Middle East

Iran agrees to resume nuclear talks in November

Workers at a uranium conversion facility near Isfahan, file image
Iran's work on uranium enrichment has landed it in trouble at the UN

Iran says it is prepared to hold talks on its disputed nuclear programme in November, the EU's foreign policy chief Baroness Ashton has said.

Tehran's acceptance came one day after the US confirmed it was working on a new fuel swap deal for Iran.

Under the old offer rejected by Tehran, Iran was to ship out 1,200kg (2,650lb) of uranium to be enriched. Reports say this could be raised to 2,000kg.
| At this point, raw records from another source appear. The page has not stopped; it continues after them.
PR #1270, opened 2025-01-09
Update Zypper auth check

jesusbv:
## Description

When a hybrid system runs zypper command, the check
needs to take care of the subscription verification

Currently, the check lacks paid extension ID, resulting in
an unsuccessful verification

This change fixes that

Western powers fear Iran is building capacity to produce a nuclear bomb.

Iran denies the charges, saying that it is pursuing a civilian atomic programme designed to meet its energy needs.

Revised offer

Speaking at a summit of EU leaders in Brussels, Lady Ashton said she had received a letter from Iran's chief nuclear negotiator, Saeed Jalili, agreeing to meet "in a place and on a date convenient to both sides" after 10 November.

Lady Ashton - who represents world powers in the nuclear dialogue with Iran - had earlier invited Mr Jalili to hold talks in Vienna from 15-17 November. She called his reply "a very significant move".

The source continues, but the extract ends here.